Input records:

PR #2822, opened 2022-07-11
Editorial: change dfn for "mathematical value" and add "mathematical value of"

michaelficarra:
Originally part of #2821. Relates to #2786. This changes where the "(extended) mathematical value" `<dfn>` points and adds a new `<dfn>` for the operation "(extended) mathematical value of".


spec.html
```diff
@@ -1015,7 +1015,7 @@ <h1>Mathematical Operations</h1>
...
+      <p>Conversions between mathematical values and Numbers or BigInts are always explicit in this document. A conversion from a mathematical value or extended mathematical value _x_ to a Number is denoted as "the <dfn>Number value for</dfn> _x_" or <emu-eqn id="𝔽" aoid="𝔽">𝔽(_x_)</emu-eqn>, and is defined in <emu-xref href="#sec-ecmascript-language-types-number-type"></emu-xref>. A conversion from an integer _x_ to a BigInt is denoted as "the <dfn>BigInt value for</dfn> _x_" or <emu-eqn id="ℤ" aoid="ℤ">ℤ(_x_)</emu-eqn>. A conversion from a Number or BigInt _x_ to a mathematical value is denoted as "the <dfn>mathematical value of</dfn> _x_", or <emu-eqn id="ℝ" aoid="ℝ">ℝ(_x_)</emu-eqn>. The mathematical value of *+0*<sub>𝔽</sub> and *-0*<sub>𝔽</sub> is the mathematical value 0. The mathematical value of non-finite values is not defined. The <dfn>extended mathematical value of</dfn> _x_ is the mathematical value of _x_ for finite values, and is +&infin; and -&infin; for *+&infin;*<sub>𝔽</sub> and *-&infin;*<sub>𝔽</sub> respectively; it is not defined for *NaN*.</p>
```
bakkot, line 1018: If you're going to `dfn` "Number value for" here, you should probably remove the `<dfn>Number value</dfn> for` under [The Number Type](https://tc39.es/ecma262/multipage/ecmascript-data-types-and-values.html#sec-ecmascript-language-types-number-type). Alternatively, you could remove the `dfn` from this paragraph and expand the one in that clause - after all, it's a bit weird to have the sentence with the `dfn` for X then say "X is defined in this other clause".

Also probably should give these ids, so links are useful. Just linking to the top of this clause is not as useful.

michaelficarra: @bakkot done

bakkot (approved):

PR #2824, opened 2022-07-13
Editorial: Remove incorrect setting of the AsyncEvaluation state to false

codehag:
This change removes an extraneous line that was included when this was originally merged into the spec, but did not reflect the spec that had consensus. 

The line was removed (along with others) in this pr: https://github.com/tc39/proposal-top-level-await/commit/c2375dbd6ecb0d5e9a415f6a812fc0974a2935b7#diff-181371b08d71216599b0acccbaabd03c306da6de142ea6275c2135810999805aL697

Additionally, this is only set on the fulfilled state -- and not the rejected, so this is a mistake anyway. This could be seen as editorial or normative -- in either case this is a bug.

### DIFF
--- a/spec.html
+++ b/spec.html
@@ -26584,7 +26584,6 @@
               1. Assert: _module_.[[Status]] is ~evaluating-async~.
               1. Assert: _module_.[[AsyncEvaluation]] is *true*.
               1. Assert: _module_.[[EvaluationError]] is ~empty~.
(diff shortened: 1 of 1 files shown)


nicolo-ribaudo:
Since the migration to [[AsyncEvaluationOrder]] we now explicitly set [[AsyncEvaluationOrder]] to DONE, and it now also happens in AsyncModuleExecutionRejected.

What is required:
Please go through the listing and return each line that has "opened" in it.

Reply:
PR #2822, opened 2022-07-11
PR #2824, opened 2022-07-13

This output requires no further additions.